With the EuroHPC initiative, the European Union (EU) is aiming to catch up with the world’s computing superpowers. The EU wants to change the fact that currently there is no EU supercomputer in the Top 10. And, while Europe provides around 5 per cent of the world’s supercomputing resources, it consumes almost one third of them.
To remedy this, the EuroHPC Joint Undertaking is investing heavily in new machinery. Recently it announced the funding of three pre-exascale facilities in Finland, Spain and Italy. The first one to be announced was the Finnish LUMI facility, a 207.1 million Euro infrastructure with performance more than tenfold compared to today’s fastest European supercomputer. With a 450 square meter footprint LUMI will be the size of a basketball court with the theoretical computing power of more than 200 quintillion calculations per second.
But brute computing force is not the only thing that is important here. To secure maximum impact of LUMI, as well as of the EuroHPC initiative as a whole, the universities, research centres, and private enterprises involved will collaborate closely in the provision of HPC training, user support, and data management services.

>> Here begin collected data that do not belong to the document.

PR #959, opened 2021-09-30
feat: verify FUSE is installed on macOS / linux

### LINKED ISSUE #994: Verify FUSE is installed on macOS
Presently, we always assume FUSE is installed on macOS. Instead, we should check before proceeding.

See https://github.com/GoogleCloudPlatform/cloudsql-proxy/blob/bd8225377bfa276a3352ec22a7887a823f195d5b/proxy/fuse/fuse.go#L60.

enocom:
This commit addresses a longstanding [TODO](https://github.com/GoogleCloudPlatform/cloudsql-proxy/blob/b0184c4b9823bbf70249f92410b5e37cca729359/proxy/fuse/fuse.go#L56) and is related to https://github.com/GoogleCloudPlatform/cloudsql-proxy/pull/953.

Fixes #994.

### DIFF
--- a/proxy/fuse/fuse_darwin.go
+++ b/proxy/fuse/fuse_darwin.go
@@ -3,7 +3,7 @@ package fuse
 import (
 	"os"
 
-	"github.com/GoogleCloudPlatform/cloudsql-proxy/proxy/logging"
+	"github.com/GoogleCloudPlatform/cloudsql-proxy/logging"
 )
 
 const (
--- a/proxy/fuse/fuse_darwin.go
+++ b/proxy/fuse/fuse_darwin.go
@@ -1,6 +1,10 @@
 package fuse
 
-import "os"
+import (
+	"os"
+
+	"github.com/GoogleCloudPlatform/cloudsql-proxy/proxy/logging"
+)
 
 const (
 	macfusePath = "/Library/Filesystems/macfuse.fs/Contents/Resources/mount_macfuse"
--- a/proxy/fuse/fuse_darwin.go
+++ b/proxy/fuse/fuse_darwin.go
@@ -1,0 +1,24 @@
+package fuse
+
+import "os"
+
+const (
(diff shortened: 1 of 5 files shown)


proxy/fuse/fuse_darwin.go
```diff
@@ -0,0 +1,28 @@
+package fuse
+
+import (
+	"os"
+
+	"github.com/GoogleCloudPlatform/cloudsql-proxy/logging"
+)
+
+const (
+	macfusePath = "/Library/Filesystems/macfuse.fs/Contents/Resources/mount_macfuse"
```
enocom, line 10: This comes from https://github.com/hanwen/go-fuse/blob/0f728ba15b38579efefc3dc47821882ca18ffea7/fuse/mount_darwin.go#L121-L124.

enocom:
Here's what the error message looks like when FUSE is not installed on mac:

```
./cloud_sql_proxy -dir /Users/enocom/mnt -fuse
2021/09/30 14:18:09 Rlimits for file descriptors set to {Current = 8500, Max = 9223372036854775807}
2021/09/30 14:18:10 FUSE support on macOS depends on osxfuse or macfuse.
Neither were found on your machine. For installation instructions,
see https://osxfuse.github.io.
2021/09/30 14:18:10 FUSE not supported on this system
```

proxy/fuse/fuse_linux.go
```diff
@@ -0,0 +1,6 @@
+package fuse
+
+// Supported returns true if the current system supports FUSE.
+func Supported() bool {
+	return true
```
kurtisvg, line 5: Is there a way to check if FUSE is installed on Linux?

kurtisvg (changes requested):

proxy/fuse/fuse_darwin.go
kurtisvg: Can we make this a comment in the code as well?

kurtisvg (approved):

PR #960, opened 2021-09-30
fix: return early when socket length is too long

enocom:


proxy/fuse/fuse.go
```diff
@@ -43,15 +43,25 @@ import (
...
 	"golang.org/x/net/context"
 )
 
+// maxAllowsSocketPathLength is the maximum socket path length. The value
+// differs between platforms. Typically Linux supports 108 characters, but here
+// we tune the value down slightly to support macOS as well. Note: the value
+// leaves room for one additional null character to terminate the string.
+//
+// See https://unix.stackexchange.com/questions/367008/why-is-socket-path-length-limited-to-a-hundred-chars
+const maxAllowsSocketPathLength = 103
```
kurtisvg, line 63: This is platform dependent, I'm not sure it make sense to hardcode a value.

kurtisvg (changes requested):

PR #973, opened 2021-10-07
feat: add support for specifying cert duration

enocom:
This commit adds a flag to the proxy such that callers may specify the
duration of each ephemeral certificate. By default, the duration remains
1 hour. Optionally a caller may increase that duration up to 24 hours.


enocom:
I'm going to close this. We can re-open it when we're ready for this change.

PR #1003, opened 2021-11-03
docs: suggest macfuse over osxfuse

arbourd:
This is probably the preferred option for macOS 12.0 and M1 chips. 

I noticed that the kokoro build is also installing `osxfuse`, but am unaware of what version of macOS it might be using (not a Googler).

### DIFF
--- a/CONTRIBUTING.md
+++ b/CONTRIBUTING.md
@@ -92,7 +92,7 @@ sudo apt-get install fuse
 On macOS, use:
 
 ```
-brew install --cask osxfuse
+brew install --cask macfuse
 ```
 
 ### How to run just unit tests


enocom (approved):

enocom:
Thanks @arbourd! Separately, I'm working on updating our macos build which I hope will include updating to macfuse.

arbourd:
The `conventionalcommits.org` status went from green to red. Do I need to fix that to make it mergable?

enocom:
No worries. I just changed the PR title to include a docs prefix.

arbourd:
oh, woops. only fixed the commit. thanks @enocom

Also, strong and resilient connectivity is crucial. Like the existing European supercomputers, the three new pre-exascale machines will be connected to the pan-European high-speed research & education network GÉANT.
The LUMI facility will be located in the existing data centre of the Finnish research & education network CSC/Funet in Kajaani. Connectivity there is exceptionally well-developed. Kajaani is the only supercomputing site in the Nordics that supports seamless MD-VPN integration for flexible international connectivity through Funet, NORDUnet and GÉANT. The existing multiple resilient 100 Gbps connections to Europe are scalable to several Tbits/s, and through the NORDUnet global peering infrastructure, strong connectivity is available to cloud providers, including major commercial ones.
Furthermore, Kajaani claims to be the green home of High Performance Computing. The LUMI facility will in fact have a negative CO2 footprint, due to environmentally friendly hydropower, free cooling all year round, and the possibility of waste heat being utilized in the Kajaani district heating network. LUMI will be up and running in 2020.